Searching for the True Sequence of RNA


Searching for the True Sequence of RNA

April 13, 2023

Pictured: With an NIH grant, Shenglong Zhang will develop a tool to uncover the true sequence of an RNA.

Shenglong Zhang, Ph.D., associate professor of biological and chemical sciences, received a $676,946 National Institutes of Health R01 grant, with total funding estimated at $2,588,918 over the next four years, to develop a tool to uncover the true sequence of RNA.

Imagine a world where eyeglasses only allow the perception of four colors, despite the existence of a rich and diverse color spectrum. That is the challenge faced by scientists when deciphering RNA sequences. Present-day tools can only identify four nucleotides (A, C, G, and U) within an RNA sequence, yet there are numerous other components that remain undetected and unaccounted for.

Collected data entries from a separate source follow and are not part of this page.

Issue #1213, opened 2026-06-26
event member cannot be referenced/invoked (evt?.Invoke(...)) — GS0125/GS0158


DavidObando:
### Summary
An `event` member can be **declared** on a class but cannot be **referenced or invoked**. A bare reference reports `GS0125: Variable '<Event>' doesn't exist`; a `this.`-qualified reference reports `GS0158: Cannot find member`. So `MyEvent?.Invoke(this, args)` (the faithful mapping of C# event raising) does not bind.

### Repro
```gsharp
package p
class C {
    event ChapterRead (object?, int32) -> void
    func Fire(x int32) { ChapterRead?.Invoke(this, x) }     // GS0125: Variable 'ChapterRead' doesn't exist
    func Fire2(x int32) { this.ChapterRead?.Invoke(this, x) } // GS0158: Cannot find member ChapterRead
}
```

Nucleotides (A, C, G, and U) are commonly recognized as the fundamental building blocks of RNA (ribonucleic acid). However, RNA molecules are not solely composed of these four nucleotides; each can carry modifications to its chemical structure or composition. An RNA sequence with all its diverse modifications constitutes the “true” information of the RNA. However, a true RNA sequence (the identity and location of each nucleotide building block—modified or not) within a full-length RNA remains a mystery due to lack of right tools to decipher all the building blocks in an RNA.

RNA plays diverse roles, but its main function is to create proteins by carrying genetic information during cell replication. It is also the primary genetic material for viruses. Modifications in an RNA’s nucleotides occur to perform these biological functions. Defects in RNA modifications account for more than 100 diseases, including breast cancer, type 2 diabetes, and obesity. By studying these modifications and defects, scientists may be able to understand and find treatments for these diseases.

What makes RNA modification studies especially complicated is that while more than 170 modifications have been discovered, not all nucleotide modifications are modified to 100 percent at their RNA sites. Determining the precise percentage of modification at a specific site further adds to the challenge in this field of research.

Numerous efforts have been made to map a select few known RNA modifications. However, as Zhang explains, these identification techniques depend on either a specific antibody, a unique chemical conversion resulting in a distinguishable base, or the employment of cutting-edge nanopore-based direct RNA sequencing methods. Therefore, these methods can analyze only one or a few modification types at a time.

Mass spectrometry (MS) is currently the only technique that can characterize all RNA modifications. “However, conventional MS methods lose information regarding the location and co-occurrence of modified nucleotides,” explains Zhang. “There is no existing technology that can sequence all modifications simultaneously to unfold true RNA sequences, particularly on a large scale.”

Complicating things further, they are not detectable using existing next-generation sequencing-based technologies because they require the conversion of RNA to complementary DNA that lacks any modification information. “These mapping methods are specific to each modification type and are primarily qualitative in nature,” says Zhang. “They typically identify sites in RNA where one specific modification can occur, but they do not indicate any quantitative information about the percentage of modifications that occur at that particular position”


Associate Professor Computer Science Wenjia Li will work with Associate Professor of Biological and Chemical Sciences Shenglong Zhang to develop a new tool to discover the true make up of RNA.

Working with co-investigator Associate Professor of Computer Science Wenjia Li, Ph.D., Zhang aims to develop a new tool to discover the true make up of RNA. “With our method, we hope we can see not just four nucleotides (A, C, G, and U), but also all modifications comprehensively,” says Zhang.

Zhang and Li recently developed a series of novel next-generation mass spectrometry-based sequencing methods (NextGen MassSpec-Seq) that make it possible to sequence RNA without any input of prior sequence information and simultaneously provide precise quantification of RNA modifications.

Together with collaborators at Columbia University and University of Utah, they will now further develop Next Gen Mass Spec-Seq to sequence tRNAs (a small RNA molecule that plays a key role in protein synthesis) in different cellular and disease conditions. The goal is to expand the application to other RNA types beyond tRNAs for direct sequencing and quantitative map of all modifications comprehensively.

“Our tool aims to tackle a long-standing challenge of revealing ‘true’ RNA sequences, offering a transformative solution for studying RNA modifications,” says Zhang. “This advancement will foster a deeper understanding of functions of RNA modifications and their correlations to RNA-related diseases and pandemics.”

This grant is supported by the National Institutes of Health under Award Number 1R01HG012853-01. The content is solely the responsibility of the authors and does not necessarily represent the official views of the NIH.